O sistema fica em execução permanente e, na situação do risco de ocorrência da doença, os usuários são automaticamente informados por meio de mensagens enviadas pelo telefone celular, no correio eletrônico e na página do sistema. No caso da maçã, oferece a previsão do risco de ocorrência de três doenças da macieira: a sarna, a mancha foliar da Gala (Glomerella) e a podridão branca, usando modelos já validados. Segundo Rosa Maria, a informação que sustenta o SisAlert-maçã advém de pesquisa científica validada na área de produção durante três ciclos. “O programa é continuamente atualizado e, à medida que surgem dados novos da pesquisa e da experiência dos usuários, é modificado para abrigar os novos conhecimentos.”
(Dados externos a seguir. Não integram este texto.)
PR #53, opened 2016-12-21
Set tenant as a foreign key for AIM resources

ivar-lazzaro:
New semantics:

- Tenant object must always exist in order for children to be
  created;
- Tenant object now supports faults;
- When deleting an AIM object, the AIM manager will try to delete
  its whole monitored subtree.

### DIFF
--- a/aim/db/migration/alembic_migrations/versions/3ef7607a41b0_contracts.py
+++ b/aim/db/migration/alembic_migrations/versions/3ef7607a41b0_contracts.py
@@ -42,7 +42,9 @@ def upgrade():
         sa.PrimaryKeyConstraint('aim_id'),
         sa.UniqueConstraint('tenant_name', 'name',
                             name='uniq_aim_filters_identity'),
-        sa.Index('idx_aim_filters_identity', 'tenant_name', 'name'))
+        sa.Index('idx_aim_filters_identity', 'tenant_name', 'name'),
+        sa.ForeignKeyConstraint(
+            ['tenant_name'], ['aim_tenants.name'], name='fk_flt_tn'))
 
     op.create_table(
         'aim_filter_entries',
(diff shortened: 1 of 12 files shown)


aim/db/migration/alembic_migrations/versions/3ef7607a41b0_contracts.py
```diff
@@ -42,7 +42,9 @@ def upgrade():
         sa.PrimaryKeyConstraint('aim_id'),
         sa.UniqueConstraint('tenant_name', 'name',
                             name='uniq_aim_filters_identity'),
-        sa.Index('idx_aim_filters_identity', 'tenant_name', 'name'))
+        sa.Index('idx_aim_filters_identity', 'tenant_name', 'name'),
+        sa.ForeignKeyConstraint(
+            ['tenant_name'], ['aim_tenants.name'], name='fk_tn'))
```
amittbose: I think the FK constraint names have to be unique in MySQL. Can you confirm that using the same name for all constraints is OK?

ivar-lazzaro: I assumed they need to be unique per table, but I can't confirm 100%

amittbose: MySQL doesn't permit same constraint name:

MariaDB [neutron]> create table a(id integer primary key);
Query OK, 0 rows affected (0.72 sec)

MariaDB [neutron]> create table b(id integer, constraint fk foreign key (id) references a(id));
Query OK, 0 rows affected (0.14 sec)

MariaDB [neutron]> create table c(id integer, constraint fk foreign key (id) references a(id));
ERROR 1005 (HY000): Can't create table 'neutron.c' (errno: 121)

PR #63, opened 2017-01-08
Avoid deleting objects when in error state

ivar-lazzaro:
Today, every time ad AIM object gets in SYNC_FAILED state, we
remove the corresponding entry from the proper hashtree. This can
sometimes cause unexpected datapath loss due to the subsequent
deletion of the object itself from APIC.

For example, an ACI VRF would face deletion from APIC just because
an update to its display name set an invalid value! To avoid
such issue, this patch puts the hashtree node in a new state called
"error" instead of deleting it from the tree. When a node is in error
state, it will be excluded from the hashtree difference calculation
without stopping the procedure, so that its subtree can be checked
for inconsistencies.

TODO: error nodes still participate the hash calculation, making the
diff operation more inefficient when such nodes are present.

### DIFF
--- a/aim/api/resource.py
+++ b/aim/api/resource.py
@@ -69,7 +69,7 @@ class ResourceBase(object):
     @property
     def members(self):
         return {x: self.__dict__[x] for x in self.attributes() +
-                ['pre_existing'] if x in self.__dict__}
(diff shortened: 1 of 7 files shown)


amittbose:
Patch is in merge conflict, can you rebase your treee?

PR #78, opened 2017-03-23
Always set classPref in fvRsDomAtt objects

amittbose:
The classPref is set to 'useg' to allow micro-
segmentation EPGs. This should not affect other
EPGs that don't use micro-segmentation.

Also db-migration now does an implicit hash-tree
reset to account for schema and converter changes.

### DIFF
--- a/aim/agent/aid/universes/aci/converter.py
+++ b/aim/agent/aid/universes/aci/converter.py
@@ -253,8 +253,10 @@ def fv_rs_dom_att_converter(object_dict, otype, helper,
             dn = default_identity_converter(
                 object_dict, otype, helper, extra_attributes=[phys_dn],
                 aci_mo_type='fvRsDomAtt', to_aim=False)[0]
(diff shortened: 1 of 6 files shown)


aim/agent/aid/universes/aci/converter.py
```diff
@@ -253,8 +253,10 @@ def fv_rs_dom_att_converter(object_dict, otype, helper,
             dn = default_identity_converter(
                 object_dict, otype, helper, extra_attributes=[phys_dn],
                 aci_mo_type='fvRsDomAtt', to_aim=False)[0]
-            result.append({'fvRsDomAtt': {'attributes': {'dn': dn,
-                                                         'tDn': phys_dn}}})
+            result.append({'fvRsDomAtt': {'attributes':
+                                          {'dn': dn,
+                                           'tDn': phys_dn,
+                                           'classPref': 'useg'}}})
```
ivar-lazzaro: Is this compatible with ACI version 2.0?

PR #82, opened 2017-04-05
Add lockmode 'update' on hashtree select during oncommit operations

ivar-lazzaro:


aim/tree_manager.py
```diff
@@ -59,7 +59,7 @@ def update_bulk(self, context, hash_trees, tree=CONFIG_TREE):
         trees = {self.tenant_rn_funct(x): x for x in hash_trees}
         self._add_commit_hook(context)
         with context.store.begin(subtransactions=True):
-            db_objs = self._find_query(context, tree,
+            db_objs = self._find_query(context, tree, lock_update=True,
```
amittbose: do we need lock_update=True in delete_bulk also?

PR #83, opened 2017-04-05
Add support for using in-cluster config for simpler deployment.

readams:


aim/k8s/api_v1.py
```diff
@@ -101,7 +101,10 @@ def __init__(self, api_client=None, config_file=None):
             self.api_client = api_client
         else:
             if not config.api_client:
-                konfig.load_kube_config(config_file=config_file)
+                if config_file is not None and config_file != "":
```
amittbose: Nit:  "if config_file:" is sufficient to check for both cases

PR #96, opened 2017-04-26
Define VMM injected objects and use native Kubernetes objects when possible

amittbose:


aim/agent/aid/universes/k8s/k8s_watcher.py
```diff
@@ -133,50 +135,98 @@ def _renew_klient_watch(self):
...
+                    kwargs['name'] = self.namespace
+                for event in self.klient.watch.stream(
+                        self.wrap_list_call, k8s_type,
+                        _thread_state=my_state,
+                        namespace=self.namespace):
+                    if my_state['watch_stop']:
+                        LOG.debug('Stopping %s objects thread %s',
+                                  k8s_type.kind, my_thread)
+                        break
+                    LOG.debug("Kubernetes event (%s objects) received: %s",
```
ivar-lazzaro: Is it worth having an info level log with some basic info of the event received? Like kind, name and status?

aim/aim_store.py
```diff
@@ -312,13 +320,25 @@ def _before_session_commit(session, flush_context, instances):
...
+
+    def __init__(self, namespace=None, config_file=None,
+                 vmm_domain=None, vmm_controller=None):
         super(K8sStore, self).__init__()
         self.klient = api_v1.AciContainersV1(config_file=config_file)
         self.namespace = namespace or api_v1.K8S_DEFAULT_NAMESPACE
+        self.attribute_defaults = {'domain_type': 'Kubernetes',
+                                   'domain_name': vmm_domain or 'kubernetes',
+                                   'controller_name':
+                                   vmm_controller or 'kube-cluster'}
```
ivar-lazzaro: should these be configuration driven?

aim/aim_store.py
```diff
@@ -329,60 +349,63 @@ def supports_hooks(self):
...
+                    curr.pop('status', None)
+                    self.klient.replace(k8s_klass, db_obj['metadata']['name'],
+                                        self.namespace, curr)
+                    created = curr
+                break
+            except api_v1.klient.ApiException as e:
+                if str(e.status) == '404':
+                    # Object doesn't exist, create it.
+                    db_obj.pop('resourceVersion', None)
+                    self.klient.create(k8s_klass, self.namespace, db_obj)
```
ivar-lazzaro: 409 could be raised here if the same object is created concurrently. would our intent be to retry if that happens?

aim/aim_store.py
ivar-lazzaro: Seems like they are config driver, then why do we need the default values here?

aim/db/migration/alembic_migrations/versions/5d975a5c2d60_vmm_injected_objects.py
```diff
@@ -0,0 +1,228 @@
+# Copyright (c) 2016 Cisco Systems
```
ivar-lazzaro: nit: 2017

aim/db/migration/alembic_migrations/versions/5d975a5c2d60_vmm_injected_objects.py
```diff
@@ -0,0 +1,228 @@
...
+def upgrade():
+    op.create_table(
+        'aim_vmm_controllers',
+        sa.Column('aim_id', sa.Integer, autoincrement=True),
+        sa.Column('domain_type', sa.String(64), nullable=False),
+        sa.Column('domain_name', sa.String(64), nullable=False),
+        sa.Column('name', sa.String(64), nullable=False),
+        sa.Column('display_name', sa.String(256), nullable=False, default=''),
+        sa.Column('monitored', sa.Boolean, nullable=False, default=False),
+        sa.Column('scope', sa.Enum('unmanaged', 'vm', 'iaas', 'network',
```
ivar-lazzaro: Should we really enumerate the DB rows? Schema already controls it, and invalid values will just be rejected by ACI. A new controller type would require to migrate the database.

aim/db/models.py
```diff
@@ -666,3 +674,221 @@ class Topology(model_base.Base, model_base.AttributeMixin,
...
+
+class VMMController(model_base.Base, model_base.HasDisplayName,
+                    model_base.HasAimId, model_base.AttributeMixin,
+                    model_base.IsMonitored, model_base.HasName):
+    """DB model for VMM Controller."""
+    __tablename__ = 'aim_vmm_controllers'
+    __table_args__ = (
+        model_base.uniq_column(__tablename__, 'domain_type', 'domain_name',
+                               'name') +
+        (sa.ForeignKeyConstraint(
```
ivar-lazzaro: With the AIM-as-a-Schema approach, we should be able to create objects independently of their ACI parents, making the use of FKs an inconsistency between SQL and K8S. Even from a testing perspective, we want the same test suite to be able to run on both systems, which means that we eventually want to remove all FKs. For now, we might think about not adding new ones.

amittbose: I disagree about not adding new ones. It is preferable to maintain consistency with existing code instead of diverging for some cases. If and when we decide to remove FK constraints, it should be trivial to remove them from a few more tables.

aim/db/migration/alembic_migrations/versions/5d975a5c2d60_vmm_injected_objects.py
amittbose: I don't think DB migration is a problem. Generally speaking, whether the backend store should be more restrictive in accepting arbitrary values for enumerations is a topic worth discussing. It is however out of scope of this change because we should fix all enumerations instead of starting a new pattern for these objects.

aim/db/migration/alembic_migrations/versions/5d975a5c2d60_vmm_injected_objects.py
amittbose: ok

aim/aim_store.py
amittbose: I don't think you would get a 409 (Conflict) for a create (HTTP POST), it is usually reported replace (HTTP PUT)

aim/aim_store.py
amittbose: this store doesn't receive the config object, so it cannot rely on get the defaults from the config file. The defaults are provided for the sake of completeness of this class.

aim/agent/aid/universes/k8s/k8s_watcher.py
amittbose: I think logging every kubernetes event will make the log very verbose. Instead I do log an actionable event here: https://github.com/noironetworks/aci-integration-module/pull/96/files#diff-41168944953075e7986281e4c8144702R322. I found this more useful to debug.

amittbose:
Addressed review comments.

PR #106, opened 2017-05-06
Delete fault objects correctly even if parentless

ivar-lazzaro:


aim/agent/aid/universes/aim_universe.py
```diff
@@ -98,55 +98,21 @@ def get_resources(self, resource_keys):
...
-                                                               dissected[0])
-            rns = dn_mgr.filter_rns(mos_rns)
-            # TODO(amitbose) We should be using 'alt_resource' only if we don't
-            # find an AIM object by using 'resource'
-            conv_info = converter.resource_map[aci_klass][0]
-            klass = conv_info.get('alt_resource') or conv_info['resource']
-            res = klass(
-                **dict([(y, rns[x])
-                        for x, y in enumerate(klass.identity_attributes)]))
+        resources = self.get_resources_for_delete(resource_keys)
```
amittbose: Since we will now ignore 'alt_resource' from the converter map, I think there will be problems with sync-ing in cases where there are high/low-level objects.

ivar-lazzaro: I will revert this change as it's not relevant to the main issue. That said, why doesn't this affect the get_resources_for_delete method? Can it be modified so that we only run 1 code path to translate resource keys into AIM objects?
Also, we should add UTs reproducing the issue you are mentioning, or patches similar to this risk to sneak in eventually.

A ideia do SisAlert surgiu em 2000, quando a Embrapa Uva e Vinho conduzia pesquisas para desenvolvimento, validação e ajuste de modelos de doenças da macieira sob a coordenação de Rosa Maria, que deixou a instituição em 2008. A utilização do serviço, no momento, é restrita a técnicos cadastrados de quatro empresas produtoras de maçãs de Vacaria (RS), que contribuíram para aquisição das estações meteorológicas automáticas, e a pesquisadores da Embrapa Uva e Vinho. “A estação da Embrapa em Vacaria também é acessada pela Associação Gaúcha dos Produtores de Maçã (Agapomi), que disponibiliza os alertas aos seus sócios. Não há custo direto para o uso do sistema, mas os participantes do programa sustentam sua manutenção”.

Com o SisAlert, os usuários relataram que obtiveram um controle eficaz e ambientalmente correto das doenças, além de racionalizarem o uso de agrotóxicos utilizados no combate aos problemas da macieira. Os resultados com a maçã, o trigo e a soja permitirão expandir o sistema para outras culturas, como citrus, morango, pêssego e uva.